具體而言,菲律賓勞工就業部(Department of Labor and Employment)以及菲律賓海外就業管理局為部分工種的海外勞工提供技術性培訓。比如,政府培訓機構會培訓從事家庭幫傭工作的海外勞工進行清理、看護、烹飪等基本家務技能,還會針對務工人員所申請前往的國家進行基本語言培訓。務工人員還必須透過勞工就業部的考核才能正式出國就業。在勞務技能之外,菲律賓海外就業管理局還針對出國務工相關事項進行講解,比如如何應對突發事件、如何使用多媒體工具等,政府也會協調勞資糾紛。
在一系列的悲劇性事件推動下,菲律賓政府逐漸從勞務輸出的單純推動者向組織者、維持者、保障者的形象轉變。
同時,為國家和社會做出重大的貢獻的海外勞工同時經歷了無數困苦的海外勞工,逐漸在政府倡導下,被菲律賓社會上下稱為“新英雄”(bagong bayani)或“民族英雄”(national hero),以示對他們的認可與尊重。他們在異鄉的遭際以及所面臨的問題為菲律賓社會各界所關注並以不同的形式呈現出來,如波洛安(Ariel Dim Borlongan)的詩歌《來自沙特的家書》(From Saudi with Love)集中描寫了在沙烏地阿拉伯務工的建築工人的家庭危機及其個人的悲慘命運。拉瑪桑(Olivia M. Lamasan)執導的電影《米蘭》(Milan, 2004)著重關注海外勞工群體的婚外戀問題。編劇卡巴拉斯(Magno J. Caparas)則將菲律賓海外勞工與超能英雄形象融合,創作了連載漫畫《海外勞工的超級故事》(OFW Super-stories)。這些文化現象,從側面反映出海外勞工群體在菲律賓社會中的影響力。
“國家英雄”不能承擔之重
進入21世紀以來,菲律賓每年向世界各地輸出約200萬名海外勞工,海外勞工整體數量佔到菲律賓總人口的6%左右。
海外勞工的相對較高收入為菲律賓社會帶來了可觀的增長,以香港為例,外籍家庭幫傭的最低月薪為4310港元(約人民幣3700元),而菲律賓大馬尼拉區的家庭幫傭月薪則在3000到10000比索不等(約人民幣400元到1300元)。巨大的收入差異成為菲律賓人選擇出國務工的重要動因之一,
特別是在大馬尼拉以外的地區,如中小學教師、公司職員等工作的收入並不高。因此,一些有較高教育背景的菲律賓人寧可出國從事非技術性職業,如生產、農業、家庭幫傭等。海外勞工的這些收入,絕大部分以匯款的形式進入菲律賓,2016年海外勞工的匯款總額達到270億美金,佔菲律賓GDP的9.8%。同時,大量的匯款流入能夠緩解甚至扭轉菲律賓在國際貿易中的逆差,這是海外勞工為改善國家的經濟狀況所做出的最主要貢獻。

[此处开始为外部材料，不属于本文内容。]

PR #645, opened 2026-03-09
fix race in deleting agent after unregistering bus

JakubSzczudlo:
## Summary
Fix race in deleting agent after unregistering bus
Sometimes function that get agent is slower than operating system and pidfd is deleted faster that it can use it to find right agent in hash map.

Make function calculating hash for subject stable so agent can be deleted after process exited. Add agent correctness function that check if subject pid doesn't change. Use subject initial pid in functions for checking equal and calculating hash.

Can be reproduced by printing all Gobjects in loop in polkitd and using : 
`while true; do   for i in $(seq 1 10000); do loginctl enable-linger $USER; sleep 0.1; done; echo; done`
If loop run for more than few hours memory usage increase can be also seen in top command

Related to #150

### DIFF
--- a/src/polkit/polkitsystembusname.c
+++ b/src/polkit/polkitsystembusname.c
@@ -271,6 +271,12 @@ polkit_system_bus_name_exists_sync (PolkitSubject   *subject,
   return ret;
 }
 
+static gboolean
+polkit_system_bus_name_check (PolkitSubject   *subject)
+{
+  return TRUE;
+}
+
 static void
 exists_in_thread_func (GSimpleAsyncResult *res,
                        GObject            *object,
@@ -338,6 +344,7 @@ subject_iface_init (PolkitSubjectIface *subject_iface)
   subject_iface->exists        = polkit_system_bus_name_exists;
   subject_iface->exists_finish = polkit_system_bus_name_exists_finish;
   subject_iface->exists_sync   = polkit_system_bus_name_exists_sync;
+  subject_iface->check         = polkit_system_bus_name_check;
 }
 
 /* ---------------------------------------------------------------------------------------------------- */
--- a/src/polkit/polkitunixprocess.c
+++ b/src/polkit/polkitunixprocess.c
@@ -390,7 +390,6 @@ polkit_unix_process_constructed (GObject *object)
       if (pidfd >= 0)
         {
           process->pidfd = pidfd;
-          process->pid = 0;
         }
     }
 
@@ -1060,8 +1059,9 @@ static guint
 polkit_unix_process_hash (PolkitSubject *subject)
 {
   PolkitUnixProcess *process = POLKIT_UNIX_PROCESS (subject);
+  guint hash_value = process->pid + process->start_time;
 
-  return g_direct_hash (GSIZE_TO_POINTER ((polkit_unix_process_get_pid(process) + process->start_time))) ;
+  return g_direct_hash (GSIZE_TO_POINTER (hash_value)) ;
 }
 
 static gboolean
@@ -1076,8 +1076,8 @@ polkit_unix_process_equal (PolkitSubject *a,
   process_a = POLKIT_UNIX_PROCESS (a);
   process_b = POLKIT_UNIX_PROCESS (b);
 
-  pid_a = polkit_unix_process_get_pid(process_a);
-  pid_b = polkit_unix_process_get_pid(process_b);
+  pid_a = process_a->pid;
+  pid_b = process_b->pid;
 
   pidfd_a = polkit_unix_process_get_pidfd(process_a);
   pidfd_b = polkit_unix_process_get_pidfd(process_b);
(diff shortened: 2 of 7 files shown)


JakubSzczudlo:
@bluca maybe you can check that changes?

jrybar-rh:
This PR is in the queue for review. The strategy of precedence depends (among other things) on the amount of changes made to the codebase. Please be patient.

JakubSzczudlo:
I understand. Thanks for answer @jrybar-rh.

src/polkit/polkitunixprocess.c
```diff
@@ -390,7 +390,6 @@ polkit_unix_process_constructed (GObject *object)
       if (pidfd >= 0)
         {
           process->pidfd = pidfd;
-          process->pid = 0;
```
jrybar-rh, line 393: No, this reintroduces the PID-reuse vulnerability, and neuters the entire idea of using PIDFDs instead of PIDs.

src/polkit/polkitunixprocess.c
```diff
@@ -1142,6 +1142,14 @@ polkit_unix_process_exists_sync (PolkitSubject   *subject,
   return ret;
 }
 
+static gboolean
+polkit_unix_process_check (PolkitSubject *subject)
```
jrybar-rh, line 1146: I haven't thought of it much, but maybe polkit_unix_process_exists(), which is right under this function, could be used for this conveniently.

src/polkitbackend/polkitbackendinteractiveauthority.c
```diff
@@ -1785,6 +1787,16 @@ authentication_agent_unref (AuthenticationAgent *agent)
     }
 }
 
+static void
+check_agent_subject (AuthenticationAgent *agent, PolkitSubject *subject)
+{
+  gboolean is_subject_correct = polkit_subject_state_check(subject);
+  if (is_subject_correct == FALSE)
+  {
+    agent = NULL;
```
jrybar-rh, line 1796: This does nothing. Only the local variable is NULLified. To make it have effect, the function parameter must be `AuthenticationAgent **agent`, the function must be called with `&agent` and then `*agent=NULL` would work.

src/polkitbackend/polkitbackendinteractiveauthority.c
```diff
@@ -1996,10 +2017,12 @@ get_authentication_sessions_initiated_by_system_bus_unique_name (PolkitBackendIn
...
 
   g_hash_table_iter_init (&hash_iter, priv->hash_scope_to_authentication_agent);
-  while (g_hash_table_iter_next (&hash_iter, NULL, (gpointer) &agent))
+  while (g_hash_table_iter_next (&hash_iter, (gpointer) &subject, (gpointer) &agent))
     {
       GList *l;
 
+      check_agent_subject(agent, subject);
+
       for (l = agent->active_sessions; l != NULL; l = l->next)
```
jrybar-rh, line 2026: ditto

src/polkitbackend/polkitbackendinteractiveauthority.c
```diff
@@ -1958,6 +1975,9 @@ get_authentication_session_for_uid_and_cookie (PolkitBackendInteractiveAuthority
        * who is using our own setuid helper will automatically be updated
        * to the new API.
        */
+      
+      check_agent_subject(agent, subject);
+      
       if (uid != (uid_t)-1)
         {
           if (agent->creator_uid != uid)
```
jrybar-rh, line 1983: If `check_agent_subject()` worked, this would crash immediately, as NULL would be approached for `->creator_uid`, leading to NULL ptr exception. Just as well as in the iterations below.

src/polkitbackend/polkitbackendinteractiveauthority.c
jrybar-rh, line 1987: ditto

src/polkit/polkitsystembusname.c
```diff
@@ -271,6 +271,12 @@ polkit_system_bus_name_exists_sync (PolkitSubject   *subject,
   return ret;
 }
 
+static gboolean
+polkit_system_bus_name_check (PolkitSubject   *subject)
+{
+  return TRUE;
```
jrybar-rh, line 277: Generally, adding a dummy method to every PolkitSubject type except UnixProcess is step back, IMO. I realize and appreciate what is tried to fix here, but I'd really rather go the `polkit_unix_process_exists_sync()` way. There already are functions in the codebase that do the same thing.

jrybar-rh (commented):
Thank you for tackling this bug, I appreciate the effort, yet I cannot but close this PR as a different approach on architectural design is needed and the current implementation contains many serious issues. There are few nitpicks about naming convention, unnecessary (and misalligned) indentation changes. Instead of reiterating heavily on this PR, I'd suggest to open a new one which provides a cleaner foundation to build on. Looking forward to the next review!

雖然絕大多數菲律賓海外勞工從事的是非技術性職業,但他們並不覺得自己低人一等。比國內更高的工資收入顯然是一個重要因素,但菲律賓的傳統價值觀念也充分地支撐起了這一實踐。菲律賓的傳統價值觀念非常重視家庭,雖然經歷了近400年的西方殖民,但家庭依然是菲律賓人日常生活中的核心單位。個體作為家庭的一個組成部分,能為家庭提供經濟支援,讓其他家庭成員過上更好的生活,是重視家庭的一種表現,具有更高道德意義。同時,對於菲律賓人而言,家庭是將個體與國家關聯起來的紐帶。1987年修訂的《菲律賓憲法》第十五條第一款中寫道:“菲律賓家庭是國家的根基”(foundation of the nation)。儘管獨立以來菲律賓在很大程度上沿用了美國殖民時期的憲法,但對於家庭重要性的表述在美國憲法中卻未曾出現。
這一條表述是對菲律賓傳統價值觀念的繼承與延續。籍此,憲法不僅在法律意義上對家庭的重要地位做出肯定,同時還強調菲律賓社會中家與國的同質性——“家即小國,國即大家”的社會架構。家國同構在菲律賓衍生出“裙帶關係”這種醜陋的政治現象,但也得以讓菲律賓人出國務工行為的意義超越了單純的個人與家庭層面,從而直接指向國家。因此,真正讓菲律賓海外勞工心生自豪感的,不僅僅是優厚報酬對個人價值、社會地位的體現與肯定,也在於他們對自己的家庭,進而對國家做出了切實的貢獻。從這個意義上講,菲律賓社會上下將海外勞工稱為“英雄”並非過譽。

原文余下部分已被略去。